Not only are Google interfaces ugly - I agree this is personal - but they
remain unusable.

Indeed, they picked up good ideas from others (mobile interfaces from iOS,
flat-ish design from Microsoft), but everything is cheap, in a lesser good
quality, and particularly not user-friendly.

I'm thinking of:

\- the new google maps \- the new google drive \- the new inbox \- their
google contact app \- google play music \- android interfaces as a whole

Please google, keep on being a data-gatherer, data-distributor instead of an
app creator, and outsource this to other people who tackle this issue
decently.

------
dharma1
They are definitely a lot better now than a few years ago. I think the design
guidelines are actually better than almost any other OS/app guidelines I've
seen so far. The design itself is subjective but I think it's very good.

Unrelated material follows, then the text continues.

PR #2298, opened 2026-06-26
fts: add fts_get_dirfd() accessor for parent directory fd

Jeetubhati:
Add ftsp_dirfd to struct `_fts_private `to store the `fd `of the current directory being traversed. This `fd `is set in `fts_build()` to `_dirfd(dirp)` and provides safe access to the parent directory without exposing an `fd `in the public struct `_ftsent`.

Material Design is getting a lot of developer traction even outside Android,
surely that is a sign of some success?

I find the design language great on mobile but a bit hard to get used to on
desktop (still prefer Gmail to Inbox on desktop for instance)

------
btbuildem
I think Google's design is still in early stages. It seems like they're taking
a bit of a wrong turn in the direction of busy, cluttered UIs - their original
approach of simplicity was successful because it didn't get in the way.

Making it look pretty while keeping it simple is challenging. I expect it will
take them a long time, and we'll have to grumble through it.

------
M8
Would've been much more impressive had it been released before Metro GUI.

------
nchlswu
So much FastCo Google coverage feels like astroturfing.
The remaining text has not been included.